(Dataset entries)
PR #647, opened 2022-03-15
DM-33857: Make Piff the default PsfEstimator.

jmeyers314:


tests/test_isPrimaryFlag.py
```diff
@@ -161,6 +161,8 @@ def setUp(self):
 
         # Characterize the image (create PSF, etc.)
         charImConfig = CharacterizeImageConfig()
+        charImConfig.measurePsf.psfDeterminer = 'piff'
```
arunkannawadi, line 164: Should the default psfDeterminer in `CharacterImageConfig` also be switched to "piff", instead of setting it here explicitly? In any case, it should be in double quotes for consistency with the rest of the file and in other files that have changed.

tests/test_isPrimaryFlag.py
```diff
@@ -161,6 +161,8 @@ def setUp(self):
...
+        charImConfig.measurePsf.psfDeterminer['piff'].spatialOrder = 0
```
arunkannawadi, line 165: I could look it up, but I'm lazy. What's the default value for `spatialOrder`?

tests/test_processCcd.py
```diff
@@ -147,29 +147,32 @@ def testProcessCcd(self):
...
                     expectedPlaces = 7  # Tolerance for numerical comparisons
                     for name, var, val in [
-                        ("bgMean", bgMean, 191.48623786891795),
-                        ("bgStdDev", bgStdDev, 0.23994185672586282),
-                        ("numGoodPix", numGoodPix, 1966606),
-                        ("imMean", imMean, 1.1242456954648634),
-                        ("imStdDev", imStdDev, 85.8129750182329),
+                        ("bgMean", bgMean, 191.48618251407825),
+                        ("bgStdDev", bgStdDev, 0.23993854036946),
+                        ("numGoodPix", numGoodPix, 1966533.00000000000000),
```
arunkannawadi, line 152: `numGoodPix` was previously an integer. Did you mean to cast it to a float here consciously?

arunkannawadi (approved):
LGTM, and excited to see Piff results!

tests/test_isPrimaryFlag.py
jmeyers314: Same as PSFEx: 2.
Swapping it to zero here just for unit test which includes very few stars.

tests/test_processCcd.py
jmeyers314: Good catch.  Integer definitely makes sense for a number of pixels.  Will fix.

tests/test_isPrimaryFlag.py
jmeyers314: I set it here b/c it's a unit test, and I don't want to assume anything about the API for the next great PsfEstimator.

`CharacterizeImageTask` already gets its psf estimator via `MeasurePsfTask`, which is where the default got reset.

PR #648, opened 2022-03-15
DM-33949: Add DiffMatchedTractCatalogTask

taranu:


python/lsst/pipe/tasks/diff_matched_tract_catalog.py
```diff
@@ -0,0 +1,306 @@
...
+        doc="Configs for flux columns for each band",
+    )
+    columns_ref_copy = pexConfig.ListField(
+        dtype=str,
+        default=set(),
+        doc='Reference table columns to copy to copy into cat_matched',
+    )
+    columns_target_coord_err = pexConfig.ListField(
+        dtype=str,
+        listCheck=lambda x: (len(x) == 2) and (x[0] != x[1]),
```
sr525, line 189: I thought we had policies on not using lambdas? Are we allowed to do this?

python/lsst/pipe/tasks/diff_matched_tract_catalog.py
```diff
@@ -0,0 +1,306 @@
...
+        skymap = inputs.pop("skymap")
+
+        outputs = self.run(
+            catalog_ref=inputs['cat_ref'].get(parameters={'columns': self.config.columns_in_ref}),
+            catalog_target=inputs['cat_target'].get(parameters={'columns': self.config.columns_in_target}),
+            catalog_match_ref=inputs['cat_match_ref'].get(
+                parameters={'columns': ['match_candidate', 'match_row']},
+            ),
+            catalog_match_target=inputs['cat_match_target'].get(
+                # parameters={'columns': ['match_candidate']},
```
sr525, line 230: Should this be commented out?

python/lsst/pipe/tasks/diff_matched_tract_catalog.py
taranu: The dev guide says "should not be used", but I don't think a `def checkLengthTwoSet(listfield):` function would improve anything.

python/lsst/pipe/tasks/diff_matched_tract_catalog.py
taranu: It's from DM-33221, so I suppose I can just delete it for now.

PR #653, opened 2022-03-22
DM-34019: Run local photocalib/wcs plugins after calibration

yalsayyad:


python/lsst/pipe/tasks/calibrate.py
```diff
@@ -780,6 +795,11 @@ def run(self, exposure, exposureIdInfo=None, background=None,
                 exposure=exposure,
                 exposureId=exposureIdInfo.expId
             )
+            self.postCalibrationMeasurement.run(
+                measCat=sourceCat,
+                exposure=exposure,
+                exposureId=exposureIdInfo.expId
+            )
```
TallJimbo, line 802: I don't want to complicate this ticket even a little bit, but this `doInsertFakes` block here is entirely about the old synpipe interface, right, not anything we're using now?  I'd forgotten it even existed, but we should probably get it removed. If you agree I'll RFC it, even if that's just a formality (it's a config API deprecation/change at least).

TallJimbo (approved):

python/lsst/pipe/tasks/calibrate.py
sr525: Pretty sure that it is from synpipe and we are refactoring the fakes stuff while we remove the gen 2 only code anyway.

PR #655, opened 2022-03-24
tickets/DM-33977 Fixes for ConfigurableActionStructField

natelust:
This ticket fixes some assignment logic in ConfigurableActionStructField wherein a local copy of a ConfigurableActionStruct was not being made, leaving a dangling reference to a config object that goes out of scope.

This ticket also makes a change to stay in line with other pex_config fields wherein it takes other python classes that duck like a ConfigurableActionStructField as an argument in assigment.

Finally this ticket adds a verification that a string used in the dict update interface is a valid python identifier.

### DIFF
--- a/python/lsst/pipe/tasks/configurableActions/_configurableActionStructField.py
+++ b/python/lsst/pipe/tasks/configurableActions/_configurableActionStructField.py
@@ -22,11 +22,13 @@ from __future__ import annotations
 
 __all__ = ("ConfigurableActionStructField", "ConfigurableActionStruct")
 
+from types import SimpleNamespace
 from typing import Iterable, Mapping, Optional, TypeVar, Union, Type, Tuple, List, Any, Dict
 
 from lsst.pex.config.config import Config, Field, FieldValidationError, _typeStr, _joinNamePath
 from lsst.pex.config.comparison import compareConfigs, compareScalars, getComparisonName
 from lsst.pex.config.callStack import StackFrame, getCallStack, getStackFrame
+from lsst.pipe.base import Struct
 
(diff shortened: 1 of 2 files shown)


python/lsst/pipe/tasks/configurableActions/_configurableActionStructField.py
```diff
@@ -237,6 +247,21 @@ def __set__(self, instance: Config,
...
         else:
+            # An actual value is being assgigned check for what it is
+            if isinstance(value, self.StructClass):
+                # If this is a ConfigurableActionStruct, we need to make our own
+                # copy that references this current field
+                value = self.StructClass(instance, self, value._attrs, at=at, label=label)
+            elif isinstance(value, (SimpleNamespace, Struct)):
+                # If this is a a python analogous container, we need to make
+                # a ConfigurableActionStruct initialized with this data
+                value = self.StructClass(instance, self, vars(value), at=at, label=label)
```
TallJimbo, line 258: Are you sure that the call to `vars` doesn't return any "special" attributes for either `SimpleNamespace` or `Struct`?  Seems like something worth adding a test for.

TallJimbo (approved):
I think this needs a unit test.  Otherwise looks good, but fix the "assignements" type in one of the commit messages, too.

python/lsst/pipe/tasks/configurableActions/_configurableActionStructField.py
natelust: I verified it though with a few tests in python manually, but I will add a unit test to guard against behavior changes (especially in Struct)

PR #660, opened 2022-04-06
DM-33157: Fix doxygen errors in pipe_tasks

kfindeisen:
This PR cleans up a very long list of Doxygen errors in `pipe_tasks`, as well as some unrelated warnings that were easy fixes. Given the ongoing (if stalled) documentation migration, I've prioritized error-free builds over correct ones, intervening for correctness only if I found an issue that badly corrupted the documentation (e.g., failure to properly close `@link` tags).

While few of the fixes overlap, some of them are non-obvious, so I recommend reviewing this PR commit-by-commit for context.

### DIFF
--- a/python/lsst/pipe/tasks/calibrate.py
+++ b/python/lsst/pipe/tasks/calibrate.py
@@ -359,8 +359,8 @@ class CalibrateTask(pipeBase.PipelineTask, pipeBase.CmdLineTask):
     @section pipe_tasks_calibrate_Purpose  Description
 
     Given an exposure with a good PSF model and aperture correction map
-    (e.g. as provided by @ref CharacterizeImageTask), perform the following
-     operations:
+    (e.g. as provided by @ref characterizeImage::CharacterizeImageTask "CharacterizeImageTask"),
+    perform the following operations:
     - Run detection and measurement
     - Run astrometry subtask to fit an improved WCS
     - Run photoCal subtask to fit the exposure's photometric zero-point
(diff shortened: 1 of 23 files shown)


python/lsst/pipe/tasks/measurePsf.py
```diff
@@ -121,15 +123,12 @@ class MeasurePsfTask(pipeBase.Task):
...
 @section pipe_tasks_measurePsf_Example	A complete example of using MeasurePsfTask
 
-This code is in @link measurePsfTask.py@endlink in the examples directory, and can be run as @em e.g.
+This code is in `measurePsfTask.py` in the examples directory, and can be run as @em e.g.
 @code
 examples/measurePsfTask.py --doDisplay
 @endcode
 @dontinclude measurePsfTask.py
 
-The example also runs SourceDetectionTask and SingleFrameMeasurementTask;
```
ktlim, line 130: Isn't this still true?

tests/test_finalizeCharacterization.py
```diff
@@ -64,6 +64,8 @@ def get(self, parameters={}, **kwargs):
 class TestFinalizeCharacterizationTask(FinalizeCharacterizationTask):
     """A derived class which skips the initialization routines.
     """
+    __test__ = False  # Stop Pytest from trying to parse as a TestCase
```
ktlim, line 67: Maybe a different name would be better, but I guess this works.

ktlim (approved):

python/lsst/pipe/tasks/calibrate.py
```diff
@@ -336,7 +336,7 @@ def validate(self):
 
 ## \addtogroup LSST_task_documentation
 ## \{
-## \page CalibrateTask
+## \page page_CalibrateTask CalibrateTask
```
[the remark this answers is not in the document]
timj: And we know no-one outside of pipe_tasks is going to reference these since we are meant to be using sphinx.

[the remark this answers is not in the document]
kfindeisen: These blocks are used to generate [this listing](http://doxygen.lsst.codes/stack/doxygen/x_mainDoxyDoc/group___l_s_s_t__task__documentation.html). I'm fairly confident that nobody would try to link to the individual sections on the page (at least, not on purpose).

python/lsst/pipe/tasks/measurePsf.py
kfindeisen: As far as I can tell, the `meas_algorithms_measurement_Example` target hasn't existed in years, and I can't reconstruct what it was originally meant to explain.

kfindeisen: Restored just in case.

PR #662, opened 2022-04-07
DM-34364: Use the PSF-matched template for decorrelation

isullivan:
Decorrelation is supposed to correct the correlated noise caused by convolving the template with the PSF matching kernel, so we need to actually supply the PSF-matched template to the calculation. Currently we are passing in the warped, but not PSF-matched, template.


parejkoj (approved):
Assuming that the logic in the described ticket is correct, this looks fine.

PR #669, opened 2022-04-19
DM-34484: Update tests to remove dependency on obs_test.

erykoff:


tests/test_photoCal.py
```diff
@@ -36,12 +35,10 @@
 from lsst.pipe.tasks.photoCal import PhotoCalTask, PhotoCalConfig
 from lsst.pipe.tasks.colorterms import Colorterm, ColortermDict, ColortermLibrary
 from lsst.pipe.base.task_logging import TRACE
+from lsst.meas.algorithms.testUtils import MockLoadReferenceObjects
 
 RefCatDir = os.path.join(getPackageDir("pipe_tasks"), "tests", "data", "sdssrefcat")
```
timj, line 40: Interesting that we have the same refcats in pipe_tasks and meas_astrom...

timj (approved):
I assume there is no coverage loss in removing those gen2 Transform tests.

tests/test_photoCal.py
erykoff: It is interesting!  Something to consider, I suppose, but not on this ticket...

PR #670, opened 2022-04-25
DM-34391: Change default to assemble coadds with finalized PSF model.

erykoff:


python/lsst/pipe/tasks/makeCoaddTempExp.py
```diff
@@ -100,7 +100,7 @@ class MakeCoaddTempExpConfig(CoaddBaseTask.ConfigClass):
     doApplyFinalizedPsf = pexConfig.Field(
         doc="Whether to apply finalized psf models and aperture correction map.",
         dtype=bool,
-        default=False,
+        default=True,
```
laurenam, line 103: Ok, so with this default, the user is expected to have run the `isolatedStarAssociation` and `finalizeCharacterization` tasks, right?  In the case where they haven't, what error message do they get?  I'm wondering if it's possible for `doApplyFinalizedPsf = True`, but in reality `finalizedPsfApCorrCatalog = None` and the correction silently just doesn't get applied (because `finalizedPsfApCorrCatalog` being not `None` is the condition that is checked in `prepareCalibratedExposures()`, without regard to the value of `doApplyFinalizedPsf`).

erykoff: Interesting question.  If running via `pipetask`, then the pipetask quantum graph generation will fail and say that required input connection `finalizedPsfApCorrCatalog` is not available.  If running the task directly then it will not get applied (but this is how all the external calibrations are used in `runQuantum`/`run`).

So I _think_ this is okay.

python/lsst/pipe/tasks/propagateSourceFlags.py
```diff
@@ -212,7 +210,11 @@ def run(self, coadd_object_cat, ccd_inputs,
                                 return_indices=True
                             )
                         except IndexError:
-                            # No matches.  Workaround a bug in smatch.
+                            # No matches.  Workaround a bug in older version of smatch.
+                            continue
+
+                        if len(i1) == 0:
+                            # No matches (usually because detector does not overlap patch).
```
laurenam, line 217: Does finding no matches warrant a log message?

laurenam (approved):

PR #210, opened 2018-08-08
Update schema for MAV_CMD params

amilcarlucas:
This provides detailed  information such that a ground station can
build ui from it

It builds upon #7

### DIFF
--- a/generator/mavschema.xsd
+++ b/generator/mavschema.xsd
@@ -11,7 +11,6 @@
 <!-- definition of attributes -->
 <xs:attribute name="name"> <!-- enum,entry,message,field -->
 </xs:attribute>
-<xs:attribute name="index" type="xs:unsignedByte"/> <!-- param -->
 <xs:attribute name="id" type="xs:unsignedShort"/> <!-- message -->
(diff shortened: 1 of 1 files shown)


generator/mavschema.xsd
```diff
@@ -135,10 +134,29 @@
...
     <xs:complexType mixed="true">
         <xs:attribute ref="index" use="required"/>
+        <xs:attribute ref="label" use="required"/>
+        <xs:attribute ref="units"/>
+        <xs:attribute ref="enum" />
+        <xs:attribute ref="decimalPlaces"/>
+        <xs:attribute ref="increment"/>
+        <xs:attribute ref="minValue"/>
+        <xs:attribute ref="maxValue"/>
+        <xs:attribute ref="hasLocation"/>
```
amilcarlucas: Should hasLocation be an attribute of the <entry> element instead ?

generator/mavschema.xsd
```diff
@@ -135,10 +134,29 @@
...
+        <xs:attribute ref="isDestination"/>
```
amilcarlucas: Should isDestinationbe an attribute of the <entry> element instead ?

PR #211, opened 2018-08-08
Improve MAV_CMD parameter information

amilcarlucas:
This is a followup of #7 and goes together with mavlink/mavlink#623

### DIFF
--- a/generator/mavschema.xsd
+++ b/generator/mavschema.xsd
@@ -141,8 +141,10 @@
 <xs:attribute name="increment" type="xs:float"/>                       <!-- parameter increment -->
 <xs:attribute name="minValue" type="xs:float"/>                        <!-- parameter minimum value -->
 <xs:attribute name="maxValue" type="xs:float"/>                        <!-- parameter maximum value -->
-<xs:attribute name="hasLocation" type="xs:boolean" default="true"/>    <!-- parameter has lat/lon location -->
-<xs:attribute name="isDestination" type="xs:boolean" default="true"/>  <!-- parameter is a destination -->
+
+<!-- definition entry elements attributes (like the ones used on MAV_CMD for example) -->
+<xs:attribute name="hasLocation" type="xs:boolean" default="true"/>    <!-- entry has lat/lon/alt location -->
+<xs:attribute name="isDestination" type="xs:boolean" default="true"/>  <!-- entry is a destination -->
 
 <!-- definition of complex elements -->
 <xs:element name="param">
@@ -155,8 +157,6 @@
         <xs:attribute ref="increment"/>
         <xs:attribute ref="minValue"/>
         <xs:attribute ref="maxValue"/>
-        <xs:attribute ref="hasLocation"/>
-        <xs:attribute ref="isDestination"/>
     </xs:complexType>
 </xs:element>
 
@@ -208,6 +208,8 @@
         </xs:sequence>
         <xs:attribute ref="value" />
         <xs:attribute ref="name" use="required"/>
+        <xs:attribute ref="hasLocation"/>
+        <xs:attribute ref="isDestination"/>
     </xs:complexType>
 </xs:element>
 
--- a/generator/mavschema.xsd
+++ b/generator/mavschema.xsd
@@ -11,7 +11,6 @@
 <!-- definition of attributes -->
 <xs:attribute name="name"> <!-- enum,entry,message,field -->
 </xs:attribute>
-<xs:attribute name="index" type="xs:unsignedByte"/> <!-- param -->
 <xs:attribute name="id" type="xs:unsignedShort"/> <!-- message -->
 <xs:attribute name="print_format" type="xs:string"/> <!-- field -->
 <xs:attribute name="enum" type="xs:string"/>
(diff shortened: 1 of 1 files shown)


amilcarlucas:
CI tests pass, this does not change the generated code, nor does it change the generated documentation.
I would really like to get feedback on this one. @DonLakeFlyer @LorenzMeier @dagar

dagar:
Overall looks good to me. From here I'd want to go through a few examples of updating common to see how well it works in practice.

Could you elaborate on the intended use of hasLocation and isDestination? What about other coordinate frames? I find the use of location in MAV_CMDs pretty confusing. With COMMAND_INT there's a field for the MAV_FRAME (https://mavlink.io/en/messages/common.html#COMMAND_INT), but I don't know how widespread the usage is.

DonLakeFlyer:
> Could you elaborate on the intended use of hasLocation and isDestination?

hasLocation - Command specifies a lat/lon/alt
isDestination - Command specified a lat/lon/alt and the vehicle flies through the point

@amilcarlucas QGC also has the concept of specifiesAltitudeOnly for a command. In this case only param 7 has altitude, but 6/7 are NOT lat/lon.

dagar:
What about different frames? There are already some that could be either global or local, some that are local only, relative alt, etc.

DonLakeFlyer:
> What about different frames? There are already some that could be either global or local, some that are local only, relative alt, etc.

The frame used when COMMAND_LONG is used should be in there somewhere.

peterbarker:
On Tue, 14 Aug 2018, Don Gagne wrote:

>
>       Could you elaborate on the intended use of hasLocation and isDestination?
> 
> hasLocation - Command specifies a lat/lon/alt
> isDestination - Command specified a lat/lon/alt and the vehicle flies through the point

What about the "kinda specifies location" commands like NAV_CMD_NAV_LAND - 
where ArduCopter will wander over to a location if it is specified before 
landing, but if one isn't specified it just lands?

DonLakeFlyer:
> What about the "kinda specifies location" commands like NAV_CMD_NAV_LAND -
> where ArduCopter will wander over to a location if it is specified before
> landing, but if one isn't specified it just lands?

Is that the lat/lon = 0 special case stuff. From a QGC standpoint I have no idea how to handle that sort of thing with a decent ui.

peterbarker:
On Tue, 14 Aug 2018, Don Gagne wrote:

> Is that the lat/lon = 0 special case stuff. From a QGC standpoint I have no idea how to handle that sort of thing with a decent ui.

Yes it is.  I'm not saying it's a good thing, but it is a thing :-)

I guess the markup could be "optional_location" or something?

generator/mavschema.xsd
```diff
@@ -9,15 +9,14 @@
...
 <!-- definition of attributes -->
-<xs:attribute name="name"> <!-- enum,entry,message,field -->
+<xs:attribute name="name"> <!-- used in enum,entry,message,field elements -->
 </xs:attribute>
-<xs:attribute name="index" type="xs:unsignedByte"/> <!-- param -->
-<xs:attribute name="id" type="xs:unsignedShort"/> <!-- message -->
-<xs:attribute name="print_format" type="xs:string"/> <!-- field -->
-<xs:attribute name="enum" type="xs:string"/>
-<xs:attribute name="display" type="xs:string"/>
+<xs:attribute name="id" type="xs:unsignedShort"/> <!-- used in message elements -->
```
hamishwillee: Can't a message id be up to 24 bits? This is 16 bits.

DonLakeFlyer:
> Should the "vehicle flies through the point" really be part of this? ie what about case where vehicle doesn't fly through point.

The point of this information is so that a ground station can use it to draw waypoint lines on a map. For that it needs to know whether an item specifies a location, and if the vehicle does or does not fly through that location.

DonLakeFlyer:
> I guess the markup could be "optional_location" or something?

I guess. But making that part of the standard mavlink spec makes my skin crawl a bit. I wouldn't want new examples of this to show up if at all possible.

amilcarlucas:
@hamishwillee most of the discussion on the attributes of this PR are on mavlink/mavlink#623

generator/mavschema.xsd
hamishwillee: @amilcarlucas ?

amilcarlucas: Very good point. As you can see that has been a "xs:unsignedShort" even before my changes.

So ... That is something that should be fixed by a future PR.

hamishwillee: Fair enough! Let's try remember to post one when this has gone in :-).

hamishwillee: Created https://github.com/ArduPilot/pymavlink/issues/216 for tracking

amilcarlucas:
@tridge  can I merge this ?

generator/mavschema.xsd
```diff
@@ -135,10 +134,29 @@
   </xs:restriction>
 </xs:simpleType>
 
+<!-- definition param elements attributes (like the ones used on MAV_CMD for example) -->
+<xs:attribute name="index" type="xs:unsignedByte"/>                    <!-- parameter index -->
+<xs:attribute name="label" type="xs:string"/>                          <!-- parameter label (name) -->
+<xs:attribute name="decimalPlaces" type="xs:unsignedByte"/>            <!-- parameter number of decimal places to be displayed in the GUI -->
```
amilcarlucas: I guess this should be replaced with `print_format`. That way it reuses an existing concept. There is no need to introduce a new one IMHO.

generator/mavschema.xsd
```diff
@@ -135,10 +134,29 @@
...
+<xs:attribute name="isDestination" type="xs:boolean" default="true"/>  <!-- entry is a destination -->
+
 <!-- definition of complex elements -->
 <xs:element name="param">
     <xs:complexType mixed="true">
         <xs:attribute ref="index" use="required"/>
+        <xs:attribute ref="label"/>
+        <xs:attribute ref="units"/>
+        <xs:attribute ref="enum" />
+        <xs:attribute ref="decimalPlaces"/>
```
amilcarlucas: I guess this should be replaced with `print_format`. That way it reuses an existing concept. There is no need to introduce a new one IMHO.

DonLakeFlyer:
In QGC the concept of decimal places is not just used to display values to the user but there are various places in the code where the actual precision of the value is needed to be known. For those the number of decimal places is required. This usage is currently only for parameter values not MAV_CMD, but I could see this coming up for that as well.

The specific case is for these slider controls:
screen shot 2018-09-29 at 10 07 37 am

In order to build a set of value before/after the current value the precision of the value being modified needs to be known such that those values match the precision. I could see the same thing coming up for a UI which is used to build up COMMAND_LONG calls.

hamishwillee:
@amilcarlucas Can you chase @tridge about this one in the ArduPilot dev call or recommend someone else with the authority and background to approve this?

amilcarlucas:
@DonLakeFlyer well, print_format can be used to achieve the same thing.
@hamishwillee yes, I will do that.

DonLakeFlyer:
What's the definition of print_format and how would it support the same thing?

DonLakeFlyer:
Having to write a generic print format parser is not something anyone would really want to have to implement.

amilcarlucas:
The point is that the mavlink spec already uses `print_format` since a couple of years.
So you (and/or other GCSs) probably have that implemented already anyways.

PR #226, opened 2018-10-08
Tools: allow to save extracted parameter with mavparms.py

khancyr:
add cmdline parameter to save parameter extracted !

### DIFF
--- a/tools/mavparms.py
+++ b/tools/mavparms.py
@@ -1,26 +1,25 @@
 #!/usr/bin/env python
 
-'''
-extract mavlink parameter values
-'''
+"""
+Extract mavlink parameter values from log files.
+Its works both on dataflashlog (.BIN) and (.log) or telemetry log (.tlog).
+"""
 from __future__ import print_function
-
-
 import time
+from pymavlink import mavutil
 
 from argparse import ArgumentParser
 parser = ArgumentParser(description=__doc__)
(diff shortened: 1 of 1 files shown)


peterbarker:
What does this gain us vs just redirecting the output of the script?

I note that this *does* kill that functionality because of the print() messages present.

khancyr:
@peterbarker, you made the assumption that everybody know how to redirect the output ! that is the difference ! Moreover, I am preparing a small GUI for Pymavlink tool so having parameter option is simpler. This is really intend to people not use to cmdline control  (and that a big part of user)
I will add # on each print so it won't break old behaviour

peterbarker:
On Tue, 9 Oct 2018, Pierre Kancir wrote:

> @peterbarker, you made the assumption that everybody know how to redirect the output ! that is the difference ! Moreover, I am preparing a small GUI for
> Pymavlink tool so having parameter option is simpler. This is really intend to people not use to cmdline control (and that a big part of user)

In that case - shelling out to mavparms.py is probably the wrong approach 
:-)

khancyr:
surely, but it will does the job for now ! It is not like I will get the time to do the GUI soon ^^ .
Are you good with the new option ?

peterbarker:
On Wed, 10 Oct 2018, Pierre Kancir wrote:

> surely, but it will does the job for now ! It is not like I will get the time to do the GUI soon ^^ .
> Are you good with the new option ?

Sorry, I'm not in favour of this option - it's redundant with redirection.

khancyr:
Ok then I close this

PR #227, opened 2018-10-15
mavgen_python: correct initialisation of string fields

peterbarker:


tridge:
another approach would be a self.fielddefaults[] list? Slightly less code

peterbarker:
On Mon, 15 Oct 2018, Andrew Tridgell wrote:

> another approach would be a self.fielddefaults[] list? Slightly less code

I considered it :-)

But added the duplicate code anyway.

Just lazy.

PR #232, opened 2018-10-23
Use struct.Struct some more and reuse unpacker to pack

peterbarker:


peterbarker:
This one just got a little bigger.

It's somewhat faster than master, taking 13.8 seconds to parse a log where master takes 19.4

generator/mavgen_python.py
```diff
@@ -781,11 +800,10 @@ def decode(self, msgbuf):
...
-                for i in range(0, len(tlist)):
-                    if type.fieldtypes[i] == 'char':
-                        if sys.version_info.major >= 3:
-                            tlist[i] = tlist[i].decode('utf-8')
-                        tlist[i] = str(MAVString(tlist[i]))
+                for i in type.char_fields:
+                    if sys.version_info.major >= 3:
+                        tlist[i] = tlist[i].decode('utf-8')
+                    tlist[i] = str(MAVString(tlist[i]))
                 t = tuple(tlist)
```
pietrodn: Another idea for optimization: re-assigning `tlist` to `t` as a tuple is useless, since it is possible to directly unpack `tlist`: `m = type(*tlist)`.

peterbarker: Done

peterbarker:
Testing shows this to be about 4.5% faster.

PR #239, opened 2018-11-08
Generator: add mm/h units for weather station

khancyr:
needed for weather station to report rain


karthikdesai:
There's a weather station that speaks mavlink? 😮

#### WORK REQUIRED:
From the records above, return each line where "kinda" occurs.

#### RESULT FOR THIS TASK:
What about the "kinda specifies location" commands like NAV_CMD_NAV_LAND - 
> What about the "kinda specifies location" commands like NAV_CMD_NAV_LAND -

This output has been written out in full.